The immediate theory: Somebody wrote a small statement that produces a very large transaction. Binlog compression works with compression on a per-event basis, and we do get a very large row change event. But the zstd compression in MySQL cannot handle events this large. The size of the binlog suggests a signed 4 byte integer overflow.
Being unable to see the binlog, and getting some garbage error message make this very hard to debug. Our solution is to reclone the entire hierarchy (which is nasty, because it is a set of machines >10TB each).
Later investigation confirms that there is a binlog compression transaction size limit, but it is apparently even 1 GB, not 2 GB. This is not too bad a restriction. You probably do not want transactions that large anyway: They would break group replication, they would take ages to roll back, and they would create a lot of other problems as well.
So we learn:
- Avoid large transactions. 1000 to 10.000 rows are probably something you should aim for.
- Configure max_binlog_cache_size
to under 1 GB. The server will then reject the large transaction instead of committing it to the binlog. This will prevent breaking the replication hierarchy.
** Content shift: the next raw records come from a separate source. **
PR #380, opened 2022-08-17
Odin VDS fixes

GDYendell:


GDYendell:
I am not sure what branch I based this off of originally but it is gone now. this PR should only add the final commit when it is ready. @EdWarrick have these changes made it into master?

PR #385, opened 2023-01-23
Removed unused ADPilatus param from ADAndor3

adhowell:


malcolm/modules/ADAndor3/blocks/ADAndor3_runnable_block.yaml
```diff
@@ -29,10 +29,6 @@
     mri: $(mri_prefix)
     config_dir: $(config_dir)
 
-- ADPilatus.blocks.ADPilatus_driver_block:
```
tomtrafford, line 32: I think rather than removing the ADPilatus_driver_block we needed to change this to the ADAndor3_driver_block

tomtrafford (approved):

PR #390, opened 2024-06-13
Push PandA layout down to hardware on put

coretl:
This stores the layout table on PandA as `*METADATA.LAYOUT`. Format is:

`{block.name: {"x": block.x, "y": block.y} for block in blocks if block.visible}`

E.g.
`{"COUNTER1": {"x": 1.2, "y": 2.3}, "TTLIN1": {"x": 0.0, "y": 5.6}}`

### DIFF
--- a/malcolm/modules/pandablocks/controllers/pandamanagercontroller.py
+++ b/malcolm/modules/pandablocks/controllers/pandamanagercontroller.py
@@ -274,7 +274,7 @@ class PandAManagerController(builtin.controllers.ManagerController):
             elif field_name == "LAYOUT" and v:
                 # Set the layout table first so that related fields are set after
                 # possible deletion
-                self._json_layout = json.loads(v)
+                self._json_layout = json.loads("".join(v))
                 x, y, visible = [], [], []
                 for name in self.layout.value.name:
                     visible.append(name in self._json_layout)
--- a/malcolm/modules/pandablocks/controllers/pandamanagercontroller.py
+++ b/malcolm/modules/pandablocks/controllers/pandamanagercontroller.py
@@ -1,4 +1,5 @@
 import json
+import re
 import time
 from typing import Any, Dict, Sequence, Set, Tuple
 
@@ -325,6 +326,6 @@ class PandAManagerController(builtin.controllers.ManagerController):
             else:
                 self._json_layout.pop(name, "")
         if self._json_layout != old_json_layout:
-            self._client.set_table(
-                "*METADATA", "LAYOUT", [json.dumps(self._json_layout)]
-            )
+            # Custom encoding so the lines aren't too long and there aren't too many of them
+            lines = re.split(r'(?<=,) (?!"y")', json.dumps(self._json_layout))
+            self._client.set_table("*METADATA", "LAYOUT", lines)
--- a/malcolm/modules/pandablocks/controllers/pandamanagercontroller.py
+++ b/malcolm/modules/pandablocks/controllers/pandamanagercontroller.py
@@ -1,4 +1,3 @@
-import copy
 import json
 import time
 from typing import Any, Dict, Sequence, Set, Tuple
--- a/malcolm/modules/pandablocks/controllers/pandamanagercontroller.py
+++ b/malcolm/modules/pandablocks/controllers/pandamanagercontroller.py
@@ -319,6 +319,7 @@ class PandAManagerController(builtin.controllers.ManagerController):
 
     def set_layout(self, value):
         super().set_layout(value)
+
         json_layout = {}
         for name, _, x, y, visible in self.layout.value.rows():
             if visible:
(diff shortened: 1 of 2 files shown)


coretl:
@tomtrafford this works as a test, but I haven't tried it on a real PandA. It needs building into web-control and putting onto a PandA, then running an updated Malcolm against it, and checking that layout changes in the PandA web GUI and Malcolm web GUI propogate to and from each other...

tomtrafford:
There seems to be a problem with the layout datatype when trying this on an actual PandA. I get "

> ERR Cannot write to this field

". Which gets raised by the PandAserver here: https://github.com/PandABlocks/PandABlocks-server/blob/ee4c35271426aa949b2b7001edd367687f7524f6/server/metadata.c#L161C10-L161C28 
It looks like it is being sent as a string whereas it needs to be sent as a Multiline (or a metadata_table?). But I don't really know how the server interprets inputs in different ways.

I can replicate this and what should happen when talking directly through the tcp-server.
```
< *METADATA.LAYOUT={"COUNTER1": {"x": 23.0, "y": -199.5}}
> ERR Cannot write to this field

< *METADATA.LAYOUT<
< {"COUNTER1": {"x": 23.0, "y": -199.5}}
< 
> OK
```

But I don't know how to edit the Malcolm interaction to match the 2nd example.

coretl:
I think this commit will make it write it as a multiline table...

malcolm/modules/pandablocks/controllers/pandamanagercontroller.py
```diff
@@ -267,6 +271,20 @@ def _handle_change(self, k, v, bus_changes, block_changes, bit_out_changes):
         if block_name == "*METADATA":
             if field_name.startswith("LABEL_"):
                 field_name, block_name = field_name.split("_", 1)
+            elif field_name == "LAYOUT" and v:
+                # Set the layout table first so that related fields are set after
+                # possible deletion
+                self._json_layout = json.loads(v)
```
tomtrafford, line 277:
```suggestion
                self._json_layout = json.loads("".join(v))
```
v is a list but this expects a string.

tomtrafford:
I've had a quick test of this on a PandA and it works. I can see changes made on the PandA design on Malcolm and visa-versa. I've encountered a couple of possible issues:

- When Malcolm starts it clears the layout.
- There are some elements on the Malcolm design which don't exist on the PandA. For example, the POS and HDF blocks - They disappear instantly when I added them to the Malcolm layout. When I attempted to load the double_seq_pcomp template it caused a broken pipe error between malcolm and the PandA and Malcolm had to be restarted to recover.

coretl:
Ok, I'll try and take a look at this later today

coretl:
@tomtrafford does this fix it?

tomtrafford:
That has fixed the problem -I can now put Malcolm only blocks on the layout. However I'm seeing some more problems at the moment: When the layout gets too big Malcolm gets an error: `malcolm.core.errors.TimeoutError: Queue().get() timed out
` From a little testing it looks like this occurs when *METADATA.LAYOUT is around ~1000 characters long (around 18 blocks).

I've also found that I cannot write to the exports table with these changes. The list of available sources is blank.

coretl:
> That has fixed the problem -I can now put Malcolm only blocks on the layout. However I'm seeing some more problems at the moment: When the layout gets too big Malcolm gets an error: `malcolm.core.errors.TimeoutError: Queue().get() timed out ` From a little testing it looks like this occurs when *METADATA.LAYOUT is around ~1000 characters long (around 18 blocks).

@Araneidae is this a limit in the TCP server?

Araneidae:
Actually, I'm wondering if the `MAX` here:

    size_t new_length = MAX(MIN_LENGTH, 2 * writer->max_length);

should simply be `MIN`.  Given the rest of the code, I suspect so...

coretl:
Ok, I've split each block metadata to be on a different line, so that shouldn't hit the 1024 character limit. @tomtrafford does this fix it? Is the export list still not working?

tomtrafford:
This seems to have fixed the 1024 character limit problem now. The export list still does not work - the list of sources available to be exported is empty. If I try to load a design which has signals in the exports table I get an error: `Array(['SEQ1.table', 'SEQ2.table', 'SRGATE2.forceSet', 'SRGATE2.forceRst']) is not a valid value in Array([]) for element 0`

Araneidae:
I've checked the behaviour of the Panda Server when an overlong command line is received, and what it does is:
* Closes the requesting socket
* Reports `raised error: Line overrun` to the log

Does this match what you were seeing?

Perhaps the server could be fixed to treat line overruns differently, one option would be to discard characters until a newline is seen and then report the "Line overrun" to the connected client.

tomtrafford:
Yes that matches what I am seeing. I can see the following message in the log:
```
Jun 14 12:29:13 (none) daemon.err PandA server: Client config 172.23.245.108:58302 raised error: Line overrun
Jun 14 12:29:13 (none) daemon.info PandA server: Client config 172.23.245.108:58302 closed
```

- Maybe similar or a small multiple of
- The default is wrong:
18446744073709547520, and the manual itself recommends 4 GB, but the product does not set the default to this. Given that binlog compression can’t do more than 1 GB, that should probably the default. MySQL should come with sensible defaults.
- Maybe similar or a small multiple of
mysqlbinlog -vvv ...is not helpful, as it cannot parse this binlog, and the error message given is useless. The program should give a proper diagnostic message.
- The server cannot handle this, and the error message shown above about
max_allowed_packetis misdirecting. The server should give proper diagnostic messages.
Once you experience this error, it is rather hard to fix:
Recloning does it, but that takes long.
max_binlog_cache_size prevents the situation.